REQUIRED ACTION:
Among the records below, find the lines with the word "time" and copy them.

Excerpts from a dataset
■ ■ ■ ■
PR #250, opened 2016-11-10
Move juju/cert pkg into utils.

hoenirvili:
As discussed in here https://github.com/juju/utils/pull/249
@axw @dooferlad

### DIFF
--- a/cert/cert.go
+++ b/cert/cert.go
@@ -58,31 +58,9 @@ func ParseCertAndKey(certPEM, keyPEM string) (*x509.Certificate, *rsa.PrivateKey
 	return cert, key, nil
 }
 
-// Verify verifies that the given server certificate is valid with
-// respect to the given CA certificate at the given time.
-func Verify(srvCertPEM, caCertPEM string, when time.Time) error {
-	caCert, err := ParseCert(caCertPEM)
-	if err != nil {
-		return errors.Annotate(err, "cannot parse CA certificate")
-	}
■ ■ ■ ■
TASK RESPONSE:
-// respect to the given CA certificate at the given time.
-func Verify(srvCertPEM, caCertPEM string, when time.Time) error {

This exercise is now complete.